He will have no fear of bad news, his heart is steadfast, trusting in the Lord. Psalm 112:7

Thursday, December 29, 2011

Post Christmas Blues

I think everyone gets the after Christmas blues. It is like there is a wall in your plans of life, before Christmas and after Christmas. You just have the get all the Christmas "stuff" done, planned, wrapped, baked, cameras charged, blah, blah blah. Then the day after Christmas you look around and just think what do we do now? What did we talk about before the topic of Christmas came up? So we have been in a little bit of post-Christmas funk, well it may be more than just post-Christmas funk... but that is what I am tagging it as b/c I really can't put my finger on the true emotion. We have been living in survival mode for so long with treatment plans and cancer talks but this is a very strange normal. Christmas was a great celebration but it was also a great distraction. I am really not sure what to do with myself now. It all seems to be settling in, in a real way.

Craig was feeling great Christmas Eve, no issues at all. We even bickered after church, just like old times. We have been so far from "normal" I don't even remember what normal looks like but then I saw a glimpse of it and I was right back to a year ago of "I want my life back!!" Some of the emotions of October 2010 were right there all over again. Geez.

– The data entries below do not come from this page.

Issue #587, opened 2026-08-09
Surface B: evaluation harness — grounding, citation, terminology, marker discipline


fsnow:
Part of #186 (surface **B**). Plan: [`docs/features/planned/AI_SURFACE_B.md`](https://github.com/fsnow/cst/blob/main/docs/features/planned/AI_SURFACE_B.md) §13. The B-side analog of the surface-C cold-agent loop (`docs/testing/LOCAL_API_COLD_TESTS.md`).

A fixed eval set — passages x presets x models — run across the model matrix. **The only surface-B tests that spend money.**

Scored on:

- **Stayed inside the supplied passage** (did not answer from training data).
- **Invented no reference.**
- **Honored the terminology conventions.**
- **Marked quoted Pali correctly** — this is the data that decides whether the v1.1 script conversion is safe to enable, and per model tier.
- **Produced a defensible translation.**

Two things it feeds back into the product:

- **Terminology compliance gates the `recommended` tier** (#584) — a model that cannot follow the convention is arguably not recommended-tier for this app. This is the enforcement point, deliberately instead of post-filtering model output.
- **Marker discipline per model** decides the v1.1 rollout of Pali-script conversion in answers.

`Provenance` on the bundle (#580) stamps app version, corpus revision and dictionary source versions so cross-release regressions are attributable.

**Depends on:** #583. **UI-free.**

fsnow:
## First eval case, observed in the wild — an inverted core term

Recording this while working #578, since it is exactly the shape of finding this harness exists to catch and it would otherwise be lost.

**Setup:** `gpt-oss:120b-cloud` via Ollama's OpenAI-compatible surface, **ungrounded** — no passage, no gloss, answering from memory. Prompt: *"What does the Pali word appamada mean?"*, system prompt *"Answer in one short sentence."*

**Answer:**
> "Appamada" means heedlessness or negligence, especially the lack of mindful vigilance in practice.

**That is the definition of its opposite.** *Appamāda* is heedfulness/diligence — literally *a-pamāda*, non-negligence. The model gave the meaning of *pamāda*, on the most quoted word in the Dhammapada (`appamādo amatapadaṃ`, Dhp 21).

The prose was fluent and confident, and the model spent **56 reasoning deltas** arriving at it — a useful reminder that reasoning volume is not accuracy.

### Why this is a good case for the fixed set

- **The correct answer is authoritative and checkable** — the corpus and DPD both settle it, so scoring needs no judgement call.
[...]

Issue #585, opened 2026-08-09
Surface B: Settings UI — provider, endpoint, model, key, answer language


fsnow:
Part of #186 (surface **B**). Plan: [`docs/features/planned/AI_SURFACE_B.md`](https://github.com/fsnow/cst/blob/main/docs/features/planned/AI_SURFACE_B.md) §7, §9, §10. **UI work — kestrel.**

Extends the existing `AiSettings` (`Models/Settings.cs`), which today holds only the master switch and the `LocalApiSettings` sub-permissions.

- Provider choice, **base URL** (this is what makes DeepSeek/OpenRouter/Ollama/LM Studio work), model name, API key entry.
- **Answer language** and **Pali script in answers** — two separate axes, decided together rather than a release apart.
- The **fidelity advisory** at model-selection time (#584).
- **Do not offer a temperature control** — current Claude models reject sampling parameters with a 400.
- **State plainly what leaves the machine**: passage text, glosses, the user's question, and the system prompt go to the configured provider. The fully local option is real — a local runner through the OpenAI-compatible adapter sends nothing off the machine.

**Depends on:** #579, #584.

fsnow:
**DPD is a prerequisite for surface B** — decided with @fsnow on 2026-08-10 (see [AI_SURFACE_B.md §4](https://github.com/fsnow/cst/blob/main/docs/features/planned/AI_SURFACE_B.md) and #583).

Settings implication: this screen is where a missing DPD should be *surfaced and fixed*, not merely reported. DPD already installs through the existing dictionary-update path, so the natural shape is a prompt to install it alongside the provider/model fields rather than a bare warning — enabling AI features without it produces answers whose gloss half is largely empty.

Two related notes for this issue:

- **Which dictionary feeds glosses** is now partly settled — DPD is preferred where present. Whether Childers 1875 (#378) is a fallback or a supplement is still a data-quality call, and it belongs here.
- **Still no temperature control** (from #578): current Claude models reject sampling parameters with a 400.

Issue #584, opened 2026-08-09
Surface B: model registry and the fidelity advisory


fsnow:
Part of #186 (surface **B**). Plan: [`docs/features/planned/AI_SURFACE_B.md`](https://github.com/fsnow/cst/blob/main/docs/features/planned/AI_SURFACE_B.md) §7, under AI_INTEGRATION.md §11.1's decided policy: **curate, advise, never block.**

- A **model registry** shipped as data: `{ providerId, modelId, tier }` where tier is `recommended` / `permitted` / `discouraged-for-translation`, plus **`unrated`** for anything not listed.
- **`unrated` is not `discouraged`.** New frontier models appear constantly; a registry that punishes anything it has not heard of ages badly and would have flagged half of today's good models a year ago.
- The advisory fires **at selection time in Settings** and as a **badge on translate output**: *this model is not in the recommended tier for translating canonical text; check its output against the Pali.* Never a block.
- Recommended tier defaults **Claude-first**, per the standing policy.

Model quality is a fidelity feature here, not a preference: this is a sacred-text corpus, and hallucination risk is inverse to model quality times grounding.

**Depends on:** nothing. **UI-free** (the data; the surfacing is in the Settings issue).

fsnow:
Tier assignments should cite evidence rather than assert it. The evidence base is now [`docs/testing/PALI_FIDELITY_CASES.md`](https://github.com/fsnow/cst/blob/main/docs/testing/PALI_FIDELITY_CASES.md) — Pāli questions with authoritative answers, tracked as durable cases with dated per-model observations.

First entry is directly relevant here: `gpt-oss:120b` defined *appamāda* as "heedlessness or negligence" — the meaning of *pamāda*, its opposite — fluently and confidently, ungrounded. That is the concrete shape of the risk §11.1 describes when it calls model quality a fidelity feature rather than a preference.

Note the registry design keeps `unrated` distinct from `discouraged`, so a case failure is a reason to rate a model, not a reason to punish an unfamiliar one.

Issue #583, opened 2026-08-09
Surface B: orchestrator — bundle to prompt to provider, streaming and usage accounting


fsnow:
Part of #186 (surface **B**). Plan: [`docs/features/planned/AI_SURFACE_B.md`](https://github.com/fsnow/cst/blob/main/docs/features/planned/AI_SURFACE_B.md) §5, §10.

Ties the pieces together: assemble bundle, render template, call provider, stream deltas to the view model, account for usage.

- **Concurrency is cancel-and-replace, not queue.** Invoking a preset while a stream is running cancels the in-flight one. That is the right semantic for a reader.
- **Cancellation** — a visible stop control; the token cancels the HTTP stream.
- **Usage** — surface tokens in/out and, where the provider reports it, cost after each call. The user is paying.
- **Prompt logging** — bundle contents and responses contain the user's question. Do not log them above Debug.
- **Failure states**: not-configured (explain what to set, link to Settings — never a raw error), offline (say so plainly, do not retry-storm), and the normalized `AiError` set from #578.

### Acceptance

End-to-end with a fake provider that echoes the prompt back, asserting the assembled request. Cancellation and cancel-and-replace covered.

**Depends on:** #578, #579, #582. **UI-free.**

fsnow:
**DPD is a prerequisite for surface B** — decided with @fsnow on 2026-08-10 while building #580. Recorded in [AI_SURFACE_B.md §4](https://github.com/fsnow/cst/blob/main/docs/features/planned/AI_SURFACE_B.md).

It is not an enhancement to grammar answers; it is how glossing works at all. Running Pāli is almost entirely inflected — the text reads `appamādo`, the dictionary holds `appamāda` — so matching surface forms against headwords misses the correct entry for most words. DPD resolves form → lemma and the lemma is what gets glossed.

**What that means for this issue.** The bundler (#580) reports an absent DPD honestly as `BundlePartState.Unavailable` and carries on, because a component should describe reality rather than assume a precondition. **Enforcing the prerequisite is the orchestrator's call**: block the invocation with a clear explanation, or let it proceed degraded with a visible warning. Whichever, it should not be discovered by the user as a mysteriously thin answer.

Also from the same session, and load-bearing for the prompt this orchestrator will send (#582):

- **Nothing injected is authoritative.** Glosses arrive as candidates carrying provenance (`Exact`, `ViaLemma`, `Neighbour`), and a form that is a homograph yields several readings deliberately — the model chooses.
[...]

PR #599, opened 2026-08-11
Surface B: presets, system prompt, and the grounding contract (#582)

### LINKED ISSUE #582: Surface B: presets, system prompt, and the grounding contract
Part of #186 (surface **B**). Plan: [`docs/features/planned/AI_SURFACE_B.md`](https://github.com/fsnow/cst/blob/main/docs/features/planned/AI_SURFACE_B.md) §4, §6.

Each preset is a triple: which bundle pieces to gather, the token budget, the instruction template. Templates are data (embedded resources), user-editable with reset-to-default.

| Preset | Gathers | Requires |
|---|---|---|
| **Explain** | passage, book context, light glosses | — |
| **Translate** | passage, full glosses, apparatus notes | — |
| **Grammar** | selection (or sentence), lemmas, glosses | #581 + lemma asset |
| **Word-by-word** | selection, lemmas + glosses per token | #581 + lemma asset |

Both lemma presets must **degrade visibly** when the optional DPD-lemma asset is absent, never silently.

### The grounding contract — §6

Injection's characteristic failure is not hallucination; it is **truthful output over a silently narrower scope than the user assumed**. "Explain this sutta" against a ~1200-char window produces a confident, correct-looking answer about three paragraphs. Four fences:

1. **Display the scope next to the answer** — rendered by us from `CitationRef`.
2. **Instruct the model to name its scope**, and to say so when the passage does not contain the answer.
3. **Refuse cross-corpus questions explicitly** — "where else does this phrase occur", "who is Ananda" need search or DPPN, not the passage. Direct a graceful refusal pointing at surface C rather than letting the model improvise from training data, which is the invented-citation hazard.
4. **A trimmed passage gets a visible "partial passage" badge**, driven by `BudgetReport`.

### System prompt also carries

- House terminology conventions, stated **positively** ("use 'Pali texts', 'the Tipitaka', 'VRI texts'") rather than as a prohibition — positive phrasing outperforms don't-lists.
- The **Pali-quote marking instruction** from day one (see #587 / §9): v1 strips the markers and renders Latin, but the instruction ships now so the eval harness baselines on the final prompt shape.

**Depends on:** #580. **UI-free.**

fsnow:
Closes #582. Part of epic #186. Plan: [`AI_SURFACE_B.md`](https://github.com/fsnow/cst/blob/main/docs/features/planned/AI_SURFACE_B.md) §4, §6, §9.

#580 decided *what* to gather. This decides *how it is said*, and what the model is told about the difference.

## What's here

- **`Resources/Ai/*.md`** — the shared system prompt and one instruction template per preset, embedded.
- **`PromptTemplateStore`** — built-in defaults, user override in `<app data>/ai-templates/`, validate/save/reset.
- **`PromptBuilder`** — `AiContextBundle` → `RenderedPrompt(System, UserContent, MaxOutputTokens, Notices)`.
- **`PaliQuoteMarkers` / `PaliQuoteFilter`** — the marker contract and its streaming-safe v1 reader.

`#583` composes the `ChatRequest`: this layer deliberately knows nothing about the configured model.

## The grounding contract

The system prompt carries §6's fences, because injection's characteristic failure is not hallucination but a **truthful answer over a silently narrower scope than the user assumed**. It opens by stating what the excerpt actually is, instructs the model to name its scope, refuses cross-corpus questions toward the reader's own search rather than letting it improvise from training data, and states that nothing injected is authoritative and that **absence is not evidence**.

## Two design calls worth a look

**The template engine is substitution-only** — no conditionals, no loops. These are user-editable (#585), and control flow makes them a small programming language whose breakage we then diagnose. The cost is that a placeholder can't be omitted when it has nothing to say, so every value renders as a self-describing sentence instead. That's what makes *"degrade visibly, never silently"* fall out of the design rather than rest on discipline: a missing word-analysis asset says so, in the prompt **and** in a user-facing notice, instead of leaving a blank heading the model reads as an absence in the text.

**A bad override falls back to the built-in, loudly.** Silent fallback would leave the user reading answers from a prompt they believe they replaced — so the reasons are recorded and surfaced as a notice.

## The marker is `[[…]]`

Instructed from v1 though v1 only strips it, so #587 baselines on the final prompt shape. A survey of all 217 books found **zero** occurrences of every candidate (`[[`, `«`, `⟦`, `{`, `|`, `¶`), so corpus collision decided nothing. Prose collision did: `« »` is the standard quotation mark in Russian and French, and a user answering in either would have every ordinary quotation read as marked Pāli. `⟦…⟧` would measure a weak model's Unicode fidelity rather than its instruction-following, which inverts what #587 is trying to learn.

Unbalanced markers are stripped anyway and **counted** — a literal `[[` on screen is a defect for a rule the user never asked about, but the imbalance is signal for #587.

## What the live run found that review didn't

One call to `gpt-oss:120b-cloud` through the #578 provider layer:

- **Reading a dumped prompt** (not a test) caught the inventory claiming `apparatus — given` on presets whose template never rendered it — the model told it had been given something it couldn't see. The inventory now derives from the template's own placeholders, so the two agree by construction, including after a user edit.
- **Every fence held** — cross-corpus refusal, scope naming, no invented references, house terminology.
- **Marker discipline failed on inline terms**: block quotes marked, `*appamāda*` in italics. Fixed by *naming the competing convention* — "an italicised word is a word left behind in Latin" — where stating the requirement had not worked. Verified by a second run.
- **It mistranslated the verse in front of it** — `maccuno padaṃ` as "the samsaric condition", `yathā matā` read from *maññati* rather than *marati*. Not fixable by prompting; filed as **case 2** in `PALI_FIDELITY_CASES.md`, which is exactly the evidence #584's fidelity advisory exists to carry. Case 1's open follow-up also gets its first (incidental) grounded observation.

## Testing

53 new tests; **1257/1257** pass. Every shipped template is asserted against the same validation user edits face — they're data, so nothing about them is checked at compile time.

### DIFF
--- a/docs/features/planned/AI_SURFACE_B.md
+++ b/docs/features/planned/AI_SURFACE_B.md
@@ -1,6 +1,8 @@
 # Surface B — the in-app model, v1 by context injection (Planned)
 
-**Status:** Planned. Not started.
+**Status:** In progress. Shipped: B1 (#578, provider layer), B3 (#580, context bundler), B4 (#582, presets and
+the grounding contract), plus the reader-state read path and `POST /v1/ai/context-preview` (#593). No AI feature
+is user-visible yet — the orchestrator (B5, #583) is what first connects a prompt to a provider.
 **Parent:** [AI_INTEGRATION.md](AI_INTEGRATION.md) — the design of record for the A–E surface map. §11.1 there
 states the decided model-access *policy*; this document is the *implementation plan* for B.
 **Tracker:** epic #186 → children #578–#587 (filed 2026-08-09; the per-item numbers are in §12).
@@ -319,6 +321,27 @@ conversion is safe to enable per model tier.
 v1.1 conversion proviso: **validate that marked content is actually convertible** (pure Pāli character set)
 and leave it Latin otherwise — models will occasionally mark English or emit malformed diacritics.
 
+### The marker is `[[…]]` — decided 2026-08-11 (#582)
+
+Two constraints. It must not occur in the corpus, and it must not occur in ordinary answer prose in **any**
+language a user might set as their answer language.
+
+A survey of all 217 XML books found **zero** occurrences of `[[`, `]]`, `«`, `»`, `⟦`, `⟧`, `{`, `}`, `|`, `~`
+and `¶`; `^` appears 3 times, `` ` `` 6 times, `§` 53 times. So corpus collision eliminates none of the leading
+candidates. (Incidentally: braces being absent from the source confirms that the ones around inline notes are
+added by the passage renderer.)
+
+The **second** constraint is what decides it. `«…»` is out: it is the standard quotation mark in Russian and
+French, so a user answering in either would have every ordinary quotation read as marked Pāli — a v1.1
+conversion bug seeded in v1. `⟦…⟧` is collision-free but measures a weak model's *Unicode fidelity* rather than
+its instruction-following, which inverts what B9 is trying to learn. `[[…]]` is emittable by any model, absent
+from the corpus, and claimed by no language's punctuation.
+
+**Unbalanced markers are stripped anyway and counted, never rendered.** A literal `[[` on screen is a visible
+defect in the answer for a rule the user never asked about; the imbalance is real signal about the model, so it
+is recorded for B9 rather than silently repaired. Marker fragments split across stream deltas are handled by a
+hold-back filter — the same hazard as the think-tag filter, and the same failure if ignored.
+
 ---
 
 ## 10. Failure, privacy, and terminology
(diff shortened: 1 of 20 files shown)


fsnow:
## Fable adversarial review — findings addressed

Full review run against the branch. Everything actionable is fixed in the follow-up commit; nothing was deferred.

### The two that mattered

**H1 — `PaliQuoteFilter` rendered a literal `[[`.** Real, and I traced it: `Strip("[[[[appamāda]]]]")` → `"[[appamāda"`. While inside a quote the loop hunted only for a closer, so a second opener passed through as content — a direct violation of what the class, its tests, and §9 all promise. Not hypothetical either: `[[…]]` is wikitext link syntax, so a model with wiki in its training set will double or nest the markers. Now whichever marker comes first wins in both directions, and the imbalance is counted. Asserted over twelve malformed shapes rather than one.

**H2 — the store is a DI singleton mutating a plain `Dictionary` on every `Get`**, including the no-override path, while `RejectedOverrides` handed out the live map. #583's orchestrator plus a surface-C agent hitting the API is concurrent `Build` by construction — the ordinary cold-agent setup. Now a `ConcurrentDictionary` with a snapshot accessor.

### The validation story was softer than its own documentation

- **M1 — `{{selection}}` and `{{userQuestion}}` are now required.** An override dropping them validated cleanly; the user then selected a phrase, typed a question, and got an answer that saw neither. Worse than the equivalent for the passage, because they *watched themselves* supply the input. This is the one silence the design promises not to permit.
- **M3 — near-miss placeholders.** `{{user_question}}`, `{{2lemmas}}`, `{{ pass age }}`, an unclosed `{{passage` — none match the identifier grammar, so the unknown-name check couldn't see them and they reached the model as literal braces. A residue pass now catches them.
- **M4 — `Reset("../../notes")`** deleted an arbitrary `.md`. Validated like the other two paths.

### The rest

- **M2** — the lemma section claimed "the lookup returned no candidates" for presets that run no lookup. Fixed, and reordered so candidates in hand are always reported as candidates whatever the budget report says.
- **M5/M6/L6** — `translate.md` said to give the Pāli "in brackets", colliding with the marker syntax the same prompt had just taught (and inline marking is exactly where the live run showed discipline failing). The terminology bullet had no antecedent for "them"; it now names its subject and asks for the terms *in whatever language the answer is written in*.
- **L1** — the two templates were scanned concatenated, which could synthesize a placeholder at the seam. Separator added. Now unreachable anyway, since M3 rejects a stray `{{`.
- **L2** — the budget comment's arithmetic was wrong (Explain is 1600 chars vs word-by-word's 600, not 4×), and the reviewer is right that 3000 may not be generous at the boundary. Corrected, and flagged in the comment as reasoning rather than measurement for #587 to check.
- **L3** — the scope statement told the model a window covering a short book was "not the whole text", buying hedging it didn't need.
- **L5** — markdown escaping applied only to the gloss; stem and part-of-speech come from the separately versioned DPD asset, which this code shouldn't assume stays pipe-free.
- **L4** — §6's fence 4 promised a partial-passage badge that #580 removed the driver for. Recorded in the doc as *delivered differently*, with why, rather than left for the next reader to file as a gap.

**Not taken:** the size cap on `Save` — the user is editing their own file, and a cap would be one more thing to explain. The eager `BuildValues` is left alone; the `shown` set could gate it, but that trades clarity for work that is already negligible.

Re-verified against `gpt-oss:120b-cloud` after the prompt edits: markers, cross-corpus refusal, scope naming and terminology all still hold. **1270 tests pass.**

I am thankful for a great Christmas with a great family. It was wonderful to celebrate like we always have...at least one last time...

The girls are doing great. Loved their toys Santa and everyone else bought them. Hannah received a (not real) dog that walks, barks and pants. Morgan received a Barbie house and Emily received a Vtech gaming pad. Plus much much more and they loved it all. They got sleeping-bags from my brother and they have been "camping out" in their bunks for the past couple nights.

Margarit, Craig's hospice nurse, is coming over for a visit tomorrow morning. Some days he is good with only a couple naps and day a goes out for lunch or dinner and some days there is more napping than being awake and not a lot of eating. It is not very consistent either way.

So that's where we are, just in a funk. It has been great to catch up with friends that have taken some time off of work. We have an amazing support system that hears the tough conversations. anyway. I'm reading the book "Living With Thorns" for about the fourth time (maybe fifth). It is such an insightful read. I have highlighted and underlined more than I leave blank. I highly recommend it to anyone that's life has taken a turn in a direction they hadn't anticipated.
 
Hope everyone received the peace and joy that the birth of Jesus promised us and had a very merry CHRISTmas!!

2 comments:

Unknown said...

I feel your words deeply (again). I remember my last Christmas with Ed last year and it was surreal knowing it was the last. I also can relate to trying to find "normal". For 17 months we battled this horrific disease, then you make a sort of peace with the inevitable. I am just now finding my new "normal" as it has been a little over 4 months since he left us. I continue to pray for all of you and keep you very near to my heart.

Please know you can reach out to me anytime if you have feelings that you think no one else can understand.

God Bless you all. MK

Rick Blair said...

I am happy that you were able to experience a little bit of normal. Christmas was a blessed and holy time for our family. Great Mass at St. Lawrence, good music, excellent homily at the Children's Mass, and many prayers for Craig and every member of the Merimee Family. I pray for many more normal times for you guys.